The findings in 2011 and 2012 may be more representative of the relationship among the four constructs, given the survey modifications in 2011, such as adding a question to the sense of belonging scale to improve its reliability. The findings demonstrated that satisfaction of the 2011 and 2012 4-H State Leadership Conference was predicted by youth who (in order of influence): 1) had a sense of belonging by feeling more connected to other 4-H teens and who had met one or more 4-H members outside their group; 2) had been ascribed agency by peers, adults, and Ambassadors by perceiving they had been treated with respect; and 3) perceived an increase in their competence through gaining information, resources, or skills.
A second important consideration is how youth in leadership roles interact with their peers. This 4-H leadership conference involved youth in governance and leadership, including instances where they often exerted authority over their peer participants. The 4-H State Ambassador team was charged with organizing a large multi-day conference that was often a new experience for these young people. As adult mentors, we must remember to prepare youth to not only plan a conference, but also to interact positively with their peer participants. As the results in the study revealed, the respect accorded by the youth 4-H State Ambassador team was significantly related to how youth conference participants rated their satisfaction of the event. The interactions between peers-in-power and peers-as-participants were often of even more significance in predicting satisfaction than the perceived respect of adult chaperones or fellow peer participants.
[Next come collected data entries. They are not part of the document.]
PR #872, opened 2025-11-05
preseed: install openvox-agent, qemu-guest-agent; support bookworm

rrotter:
Remove our repo from preseed because it was only there installing puppet. Replace w/ openvox, and use updated package name for install.


daaang (approved):

rrotter:
added qemu-guest-agent to preseed, created initial bookworm preseed, rebased

If this all works fine I'll merge it this morning. If there are issues w/ bookworm I'll probably just remove that final commit and merge w/ bullseye only.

Several limitations constrain the findings of the study. First, the data presented here are of a correlational nature and do not imply causation. Second, there was a ceiling effect observed in the data evidenced by the negative skewness where data bunched at the high-end of the scale. Third, while survey space was limited, the reliability of the scales may have been increased by adding more items. Fourth, only 38-62% of the variance in satisfaction was explained, which means there were other factors influencing satisfaction not measured by this instrument. Finally, the use of satisfaction as the outcome variable was not intended to evaluate program effectiveness. Learning, leadership development, or youth development may be a better measure of a successful program. While there may be a relationship between satisfaction and these other constructs, these relationships may be mediated by other factors.
Youth who feel satisfied with their participation in an activity may be more likely to engage in that activity in the future. Ensuring 4-H leadership development programs are satisfying and provide opportunities for adolescents to strengthen their ABC's may help youth strengthen their leadership skills resulting in benefits to 4-H programs and the communities in which young people live.
As 4-H continues to provide leadership development opportunities, program planners need to:
- Ensure a welcoming atmosphere where youth feel a sense of belonging by ensuring that youth are treated with respect and that activities promote individually valued learning outcomes.
- Prepare youth leaders to treat their peers with respect at events where they serve in governance roles. Due to the potentials for power imbalance, these teen leaders must pay special care to treating their participant peers with respect.